EXERCISE MATERIAL:
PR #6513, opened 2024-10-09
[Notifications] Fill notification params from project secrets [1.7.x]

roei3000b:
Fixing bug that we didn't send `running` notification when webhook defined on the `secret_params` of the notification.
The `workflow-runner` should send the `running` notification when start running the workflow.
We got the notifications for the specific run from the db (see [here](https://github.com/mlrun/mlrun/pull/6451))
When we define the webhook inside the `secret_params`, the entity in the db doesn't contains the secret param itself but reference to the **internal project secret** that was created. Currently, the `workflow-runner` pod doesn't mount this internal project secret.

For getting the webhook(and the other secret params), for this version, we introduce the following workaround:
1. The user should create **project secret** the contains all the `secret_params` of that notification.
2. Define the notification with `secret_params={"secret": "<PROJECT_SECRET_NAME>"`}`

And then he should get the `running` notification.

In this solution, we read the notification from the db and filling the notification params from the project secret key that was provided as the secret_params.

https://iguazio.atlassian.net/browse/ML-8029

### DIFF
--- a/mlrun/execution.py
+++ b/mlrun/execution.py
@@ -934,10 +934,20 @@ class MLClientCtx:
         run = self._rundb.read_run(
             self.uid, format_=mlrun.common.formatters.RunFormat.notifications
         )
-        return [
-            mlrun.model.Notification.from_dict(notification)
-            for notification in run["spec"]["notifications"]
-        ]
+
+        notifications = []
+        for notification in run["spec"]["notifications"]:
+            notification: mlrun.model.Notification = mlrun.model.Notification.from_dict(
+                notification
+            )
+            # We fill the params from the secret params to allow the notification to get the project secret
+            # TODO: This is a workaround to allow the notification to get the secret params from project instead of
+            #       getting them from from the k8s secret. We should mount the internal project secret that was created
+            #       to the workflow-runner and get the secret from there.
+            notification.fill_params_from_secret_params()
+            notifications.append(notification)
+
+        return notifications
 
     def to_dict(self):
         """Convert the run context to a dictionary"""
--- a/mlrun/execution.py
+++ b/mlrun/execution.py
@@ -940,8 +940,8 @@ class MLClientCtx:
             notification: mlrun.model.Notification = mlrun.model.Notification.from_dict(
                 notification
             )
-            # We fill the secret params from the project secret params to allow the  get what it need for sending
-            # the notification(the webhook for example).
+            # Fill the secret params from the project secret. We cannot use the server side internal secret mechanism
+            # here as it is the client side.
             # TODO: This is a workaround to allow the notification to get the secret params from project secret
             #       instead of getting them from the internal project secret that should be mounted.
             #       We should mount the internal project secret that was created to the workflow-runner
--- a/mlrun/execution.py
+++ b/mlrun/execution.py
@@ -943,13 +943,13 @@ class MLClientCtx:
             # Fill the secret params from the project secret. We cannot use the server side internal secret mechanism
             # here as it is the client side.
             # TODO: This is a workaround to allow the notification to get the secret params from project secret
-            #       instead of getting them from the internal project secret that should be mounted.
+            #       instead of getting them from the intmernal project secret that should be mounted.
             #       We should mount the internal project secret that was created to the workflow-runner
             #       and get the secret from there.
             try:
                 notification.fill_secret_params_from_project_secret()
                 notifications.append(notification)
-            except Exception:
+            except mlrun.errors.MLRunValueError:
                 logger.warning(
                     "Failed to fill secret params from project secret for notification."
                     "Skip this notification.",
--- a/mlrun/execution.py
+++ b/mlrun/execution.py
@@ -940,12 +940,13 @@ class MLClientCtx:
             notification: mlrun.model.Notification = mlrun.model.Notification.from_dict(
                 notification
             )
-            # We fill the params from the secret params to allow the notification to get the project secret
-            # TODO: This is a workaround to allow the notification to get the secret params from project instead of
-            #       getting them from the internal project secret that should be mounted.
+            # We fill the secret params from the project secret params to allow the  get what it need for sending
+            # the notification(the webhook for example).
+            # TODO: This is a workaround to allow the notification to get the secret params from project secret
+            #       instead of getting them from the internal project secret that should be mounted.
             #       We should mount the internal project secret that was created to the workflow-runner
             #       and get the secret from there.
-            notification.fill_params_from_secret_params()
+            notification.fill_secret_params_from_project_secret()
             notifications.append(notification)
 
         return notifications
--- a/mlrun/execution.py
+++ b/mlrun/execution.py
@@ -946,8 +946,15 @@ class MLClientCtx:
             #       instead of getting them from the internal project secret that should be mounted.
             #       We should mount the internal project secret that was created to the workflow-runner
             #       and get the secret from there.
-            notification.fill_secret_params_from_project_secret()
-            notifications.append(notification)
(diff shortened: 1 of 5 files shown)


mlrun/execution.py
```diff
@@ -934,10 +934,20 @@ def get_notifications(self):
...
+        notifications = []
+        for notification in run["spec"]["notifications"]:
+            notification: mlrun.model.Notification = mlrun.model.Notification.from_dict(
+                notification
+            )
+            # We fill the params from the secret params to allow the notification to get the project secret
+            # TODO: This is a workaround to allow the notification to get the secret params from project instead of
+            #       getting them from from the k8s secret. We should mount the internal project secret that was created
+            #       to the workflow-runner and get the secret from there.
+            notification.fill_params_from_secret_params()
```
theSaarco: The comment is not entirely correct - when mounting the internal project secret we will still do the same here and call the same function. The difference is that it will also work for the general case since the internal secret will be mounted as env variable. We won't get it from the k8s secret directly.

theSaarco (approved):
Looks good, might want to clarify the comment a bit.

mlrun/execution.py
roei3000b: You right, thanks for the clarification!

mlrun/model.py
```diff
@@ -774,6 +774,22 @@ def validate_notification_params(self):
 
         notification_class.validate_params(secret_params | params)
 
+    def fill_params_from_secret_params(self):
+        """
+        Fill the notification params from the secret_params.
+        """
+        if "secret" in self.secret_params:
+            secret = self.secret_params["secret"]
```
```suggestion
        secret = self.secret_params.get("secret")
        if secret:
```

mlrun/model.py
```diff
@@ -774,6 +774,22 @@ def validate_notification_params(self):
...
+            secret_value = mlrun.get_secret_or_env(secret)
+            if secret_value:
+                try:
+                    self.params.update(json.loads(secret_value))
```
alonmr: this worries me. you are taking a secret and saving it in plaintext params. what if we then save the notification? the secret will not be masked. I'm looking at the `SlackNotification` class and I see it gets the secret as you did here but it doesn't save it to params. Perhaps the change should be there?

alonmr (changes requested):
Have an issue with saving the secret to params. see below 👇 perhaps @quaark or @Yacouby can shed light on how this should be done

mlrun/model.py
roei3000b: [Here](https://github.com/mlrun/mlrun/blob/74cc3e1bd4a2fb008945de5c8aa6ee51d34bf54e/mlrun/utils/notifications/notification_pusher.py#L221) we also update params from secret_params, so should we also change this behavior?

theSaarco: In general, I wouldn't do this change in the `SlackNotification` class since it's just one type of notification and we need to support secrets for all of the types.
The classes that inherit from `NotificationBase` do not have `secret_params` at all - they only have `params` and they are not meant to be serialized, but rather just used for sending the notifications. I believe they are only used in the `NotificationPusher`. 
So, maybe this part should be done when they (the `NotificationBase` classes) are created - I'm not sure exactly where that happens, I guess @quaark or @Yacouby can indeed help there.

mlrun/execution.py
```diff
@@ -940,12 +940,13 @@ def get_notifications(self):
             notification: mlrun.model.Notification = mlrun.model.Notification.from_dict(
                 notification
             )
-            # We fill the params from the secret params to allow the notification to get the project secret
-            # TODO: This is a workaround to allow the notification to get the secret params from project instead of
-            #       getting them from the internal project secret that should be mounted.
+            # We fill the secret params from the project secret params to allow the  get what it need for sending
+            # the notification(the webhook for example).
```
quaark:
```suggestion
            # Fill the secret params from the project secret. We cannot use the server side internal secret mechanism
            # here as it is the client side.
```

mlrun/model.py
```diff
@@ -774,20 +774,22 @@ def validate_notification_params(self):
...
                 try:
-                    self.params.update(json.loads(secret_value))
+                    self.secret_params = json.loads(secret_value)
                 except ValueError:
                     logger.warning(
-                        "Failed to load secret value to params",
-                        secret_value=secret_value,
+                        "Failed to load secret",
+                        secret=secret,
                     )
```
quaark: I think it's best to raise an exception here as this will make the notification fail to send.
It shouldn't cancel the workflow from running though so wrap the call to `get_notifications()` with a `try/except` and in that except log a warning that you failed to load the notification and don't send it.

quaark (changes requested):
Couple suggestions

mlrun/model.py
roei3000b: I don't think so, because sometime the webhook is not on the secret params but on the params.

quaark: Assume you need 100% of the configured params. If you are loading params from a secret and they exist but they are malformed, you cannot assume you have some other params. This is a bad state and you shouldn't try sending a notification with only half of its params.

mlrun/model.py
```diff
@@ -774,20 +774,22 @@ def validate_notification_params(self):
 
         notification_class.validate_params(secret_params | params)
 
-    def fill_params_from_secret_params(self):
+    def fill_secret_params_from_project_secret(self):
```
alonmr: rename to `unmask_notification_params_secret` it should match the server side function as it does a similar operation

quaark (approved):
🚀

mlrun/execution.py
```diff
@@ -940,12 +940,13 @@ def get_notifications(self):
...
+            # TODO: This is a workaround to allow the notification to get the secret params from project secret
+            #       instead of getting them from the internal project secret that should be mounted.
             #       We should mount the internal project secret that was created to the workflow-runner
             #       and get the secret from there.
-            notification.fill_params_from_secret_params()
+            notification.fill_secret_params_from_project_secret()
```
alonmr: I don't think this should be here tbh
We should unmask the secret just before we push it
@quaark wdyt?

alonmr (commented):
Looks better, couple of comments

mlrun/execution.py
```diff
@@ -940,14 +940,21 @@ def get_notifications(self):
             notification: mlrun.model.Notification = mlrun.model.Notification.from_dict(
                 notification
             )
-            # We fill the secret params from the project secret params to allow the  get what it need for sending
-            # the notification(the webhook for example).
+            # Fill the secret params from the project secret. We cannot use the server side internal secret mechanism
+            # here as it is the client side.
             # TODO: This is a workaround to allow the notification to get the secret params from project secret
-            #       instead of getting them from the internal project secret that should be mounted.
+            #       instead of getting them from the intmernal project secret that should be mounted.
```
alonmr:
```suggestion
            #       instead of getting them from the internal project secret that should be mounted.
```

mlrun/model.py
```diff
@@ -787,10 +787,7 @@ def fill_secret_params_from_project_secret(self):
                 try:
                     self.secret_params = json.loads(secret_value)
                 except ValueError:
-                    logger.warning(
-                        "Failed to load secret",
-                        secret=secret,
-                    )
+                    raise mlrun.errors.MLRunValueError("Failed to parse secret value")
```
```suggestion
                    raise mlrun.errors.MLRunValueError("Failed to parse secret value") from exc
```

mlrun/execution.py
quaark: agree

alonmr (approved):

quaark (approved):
--
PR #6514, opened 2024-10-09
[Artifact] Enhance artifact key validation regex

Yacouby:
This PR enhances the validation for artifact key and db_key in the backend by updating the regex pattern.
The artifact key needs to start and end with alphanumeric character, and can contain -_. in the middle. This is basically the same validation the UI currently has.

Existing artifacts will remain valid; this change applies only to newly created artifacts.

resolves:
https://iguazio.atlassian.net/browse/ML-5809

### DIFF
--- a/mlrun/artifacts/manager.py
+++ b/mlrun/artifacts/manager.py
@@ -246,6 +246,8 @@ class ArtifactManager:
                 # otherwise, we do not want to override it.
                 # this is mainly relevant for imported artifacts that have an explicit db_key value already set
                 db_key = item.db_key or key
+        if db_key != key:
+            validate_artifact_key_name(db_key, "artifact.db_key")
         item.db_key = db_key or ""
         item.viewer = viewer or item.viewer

WHAT IS EXPECTED:
Copy the records above exactly, beginning at the line that contains "PR #6513, opened 2024-10-09" and stopping after the line that contains "In this solution, we".

ANSWER BOX:
PR #6513, opened 2024-10-09
[Notifications] Fill notification params from project secrets [1.7.x]

roei3000b:
Fixing bug that we didn't send `running` notification when webhook defined on the `secret_params` of the notification.
The `workflow-runner` should send the `running` notification when start running the workflow.
We got the notifications for the specific run from the db (see [here](https://github.com/mlrun/mlrun/pull/6451))
When we define the webhook inside the `secret_params`, the entity in the db doesn't contains the secret param itself but reference to the **internal project secret** that was created. Currently, the `workflow-runner` pod doesn't mount this internal project secret.

For getting the webhook(and the other secret params), for this version, we introduce the following workaround:
1. The user should create **project secret** the contains all the `secret_params` of that notification.
2. Define the notification with `secret_params={"secret": "<PROJECT_SECRET_NAME>"`}`

And then he should get the `running` notification.

In this solution, we read the notification from the db and filling the notification params from the project secret key that was provided as the secret_params.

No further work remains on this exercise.